Dabei bleibt es aber kaum aus, daß man eine umfangreiche Artenkenntnis erlangt. Was mir oft auch wirklich Spaß macht und Freude bereitet: Kann ich doch so manches Mal versierte Ornis (damit sind Ornithologinnen und Ornithologen gemeint) verblüffen, weil ich ein gefiedertes Tier ganz ohne Fernglas und Spektiv erkenne. Natürlich kann ich nicht sagen, ob dies ein Weibchen vor der ersten Eiablage ist oder ein Männchen im 3,5 Jahr, also kurz vor der Geschlechtsreife, aber ich weiß die Seite im Bestimmungsbuch und liege mit meiner "Ferndiagnose" oft richtig.

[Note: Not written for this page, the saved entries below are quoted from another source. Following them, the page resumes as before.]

Issue #817, opened 2020-08-24
[Android] Call is missed in the name of type of operation on Advanced details page "delegateCall" 


liliya-soroka:
**Describe the bug**
There is "delegate" instead of "delegateCall" on the Advanced details page in the Type of operation 

**To Reproduce**
1. Add save 0x938bae50a210b80EA233112800Cd5Bc2e7644300
2. Open transaction with nonce 57
3. Open advanced

**Expected behavior**
"delegateCall" should be used instead of "delegate" in the type of operation field

**Smartphone (please complete the following information):**
 - Device: Pixel 4
 - Android Version: 10
 - App Version 1.12.1 - 93

**Additional context**

liliya-soroka:
Verified
app version 2.1.0 -1105

PR #929, opened 2020-09-21
Add displayName() to Operation enum

biafra23:
Regarding #817 .

- Add displayName to Operation and use it

@gnosis/mobile-devs

### DIFF
--- a/data/src/main/java/io/gnosis/data/backend/dto/TransactionDto.kt
+++ b/data/src/main/java/io/gnosis/data/backend/dto/TransactionDto.kt
@@ -45,7 +45,7 @@ sealed class ParamDto {
         override val value: Any
     ) : ParamDto()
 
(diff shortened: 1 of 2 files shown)


data/src/main/java/io/gnosis/data/backend/dto/TransactionDto.kt
```diff
@@ -57,5 +57,11 @@ sealed class ParamDto {
 
 enum class Operation(val id: Int) {
```
elgatovital, line 58: I would not assume any knowledge about UI layer here. Better to have an extension function in the fragment

biafra23: Done in 4ed1267d9732e101ba665de5cdec3515f1817a7a

elgatovital (approved):

PR #933, opened 2020-09-22
Activate LeakCanary for debug builds

### LINKED ISSUE #868: Check for memory leaks
After the public release we could check with https://github.com/square/leakcanary/ in debug builds

biafra23:
Regarding #868 .

- Activate Leak Canary for buildType `debug`
- This installs a separate app called "Leaks" to access previously detected leaks.

See https://square.github.io/leakcanary/fundamentals-how-leakcanary-works/ 

Remarks: QA can only check that Leak Canary is not active in any of the builds. 

@gnosis/mobile-devs


jpalvarezl (approved):
Provided that LeakCanary doesn't show up in prod this LGTM

PR #386, opened 2023-06-22
feat(twig): Update cards image variable

PauZoocha:


justintemps:
This is handled by #388

PR #401, opened 2023-06-27
feat(twig): Add new Alt and Loading card variables into cardgroup template.

PauZoocha:
- Add **Alt** and **Loading** card variables into the card include on cardgroup template.


justintemps (changes requested):
This is great @PauZoocha thanks, could you also update `cardgroup.wingsuit.yml` so that these are actually passed to the component in Storybook and we make sure that it works?

justintemps (approved):

PR #403, opened 2023-06-27
feat(twig-styles): videojs and youtube.

PauZoocha:
- Change request for videojs player to be able to work with Youtube videos

### DIFF
--- a/packages/styles/scss/components/_video.scss
+++ b/packages/styles/scss/components/_video.scss
@@ -4,6 +4,8 @@
 
 .ilo--video {
   position: relative;
+  width: 100%;
+  max-width: 855px;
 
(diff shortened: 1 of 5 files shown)


packages/styles/scss/components/_video.scss
```diff
@@ -4,6 +4,8 @@
 
 .ilo--video {
   position: relative;
+  width: 100%;
+  max-width: 855px;
```
justintemps, line 8: @PauZoocha why is this needed? if you want the player to have max-width, just wrap it in a `div` no?

justintemps (changes requested):
Hey @PauZoocha just one thing for you to check here

PR #404, opened 2023-06-27
feat(twig): Change media attribute for responsive images

PauZoocha:
- Needed to change this attribute to be able to apply the breakpoint value that comes from Drupal - eg. `media= "all and (min-width: 480px)"`


justintemps:
Hey @PauZoocha can you explain the reasoning behind this? Is it because you might want to use `max-width` instead of `min-width`?

PR #441, opened 2023-07-28
fix(styles): Changed space between cards

rafaellapinho:
Added the same space between the cards, 32px.
Before:
image

After:
image


justintemps:
Thanks @rafaellapinho, long-term I think we should use tokens in the themes values to set constants like this, but given that the value was hard-coded before I think this is ok for now. cc @inesdgomes

PR #445, opened 2023-08-02
fix(styles): Removed max width of the cards

rafaellapinho:
Removed the max-width of the cards, so when we have only one card on the row, it can have the page container width.
Before: 
image

After:
image


justintemps:
This issue is fixed in #447

Issue #480, opened 2023-08-22
Add logo in additional languages to design system


inesdgomes:
Add the following versions of the ILO logo to the design system

- Arabic
- Chinese
- Dutch
- German
- Italian
- Japanese
- Portuguese
- Russian
- Turkish
- Ukrainian (TO BE CONFIRMED?)
- Vietnamese

All logos, apart from Ukrainian, are available in this folder:
[logos.zip](https://github.com/international-labour-organization/designsystem/files/12408631/logos.zip)

justintemps:
This was done in #506

PR #506, opened 2023-09-13
feat(brand-assets): #480 add additional logos in some languages

wc-lei:


justintemps:
@wc-lei this looks great, thanks so much for doing this. Before we merge, could you also update the table in packages/brand-assets/README.md?

justintemps (approved):

PR #600, opened 2023-10-09
feat(react/tabs) implemented tabs component in react

wc-lei:
Fixes :- https://github.com/international-labour-organization/designsystem/issues/270

A working first version of tabs component, improvements still needed.

- click on tab causing the tab component out of storybook
- so far, only richtext and image are recognized in tabs, if more components need to be embedded, the code needs to be updated

@Shashika6 
Picking up from where wei left - 

Fixes :- 

* Fixed clicking on tab causing the tab component out of storybook
* Fixed alignment with icon and label
* Passed the component directly instead of having two props as component and componentData
* Modified stories to match with twig
* Improvements to existing code


justintemps:
Hey @wc-lei is this ready for review or is it still a WIP?

packages/react/src/components/Tabs/Tabs.tsx
```diff
@@ -0,0 +1,103 @@
...
+            default:
+              return null; // Or handle unknown types as needed
+          }
+        })()}
+      </div>
+    </div>
+  );
+};
+
+// const Tabs: FC<TabsProps> = ({ items }) => {
```
bashlk, line 76: Commented out code.

packages/react/src/components/Tabs/Tabs.props.ts
```diff
@@ -0,0 +1,15 @@
...
+  /**
+   * Specify the items inside a tab
+   */
+  items: Required<Array<TabItem>>;
+}
+
+export interface TabItem {
+  icon?: IconProps;
+  label: Required<string>;
+  component: Required<string>;
```
bashlk, line 13: Why not pass in the component here directly? The component could then be placed directly in the content area.
content: <Text value="something" />

justintemps:
Hey @wc-lei what do you think of this feedback ☝️

justintemps:
Hey @Shashika6, awesome if you could pick this one up

Shashika6:
Will do @just intemps

packages/react/src/components/Tabs/Tabs.props.ts
Shashika6: @bashlk I think he has done this to keep it in sync with twig, I can do the change but that would require the change to be done in twig as well which could be a breaking change. What do you think ? Cc :- @justintemps

Shashika6: Also did the syncup to develop and made a few changes (Added them above)

bashlk: In this case, I think reworking the props to accept the component directly is better since it leads to a simpler implementation. It does mean that the props to the component will be slightly different than the twig version but here we are leveraging one of the features in React that makes it easier to achieve this kind of component composition. I am not sure whether we achieve the same pattern in twig in a nice way.

justintemps: Agree with @bashlk. In terms of keeping the two libs in sync, the React and Twig components don't necessarily have to take the exact same props. They do need to share the same stylesheets and we want to avoid styles specific to one implementation or the other. But we shouldn't feel like we have to implement the React components in a Twig way. React is React and when we can take advantage of it to simplify things, then we should, even if that makes the underlying logic different than the logic of the Twig component.

Shashika6: Got it guys will do the change thanks :)

Shashika6:
@justintemps This one is ready now made the changes based on feedback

Wieso, werden Sie jetzt fragen. Nicht, daß ich kein Fernglas hätte - so etwas bekommt man als Lebensbegleiterin eines Ornis am nächsten Geburtstag, spätestens jedoch Weihnachten geschenkt, auch wenn es nicht auf dem Wunschzettel vermerkt war. Solch einen "Wunsch" liest ein richtiger Orni von den Augen ab. Ein Fernglas ist eine Investition, werden Sie nun sagen, aber solch eine Ausgabe wird wettgemacht, glauben Sie mir! Spart mein Orni-Partner doch all die Blumen für Mutter- und Geburtstage, denn da werde ich ja, mit Fernglas freilich, ausgeführt - mitten in die prachtvoll blühende Natur zur Nachtschwalbe, nach Waghäusel, zur Zippammer oder auf den Kühkopf. In fast allen Fällen handelt es sich um Naturschutzgebiete oder -reservate, so dass auch das Pflücken eines Blumenstraußes vor Ort entfällt.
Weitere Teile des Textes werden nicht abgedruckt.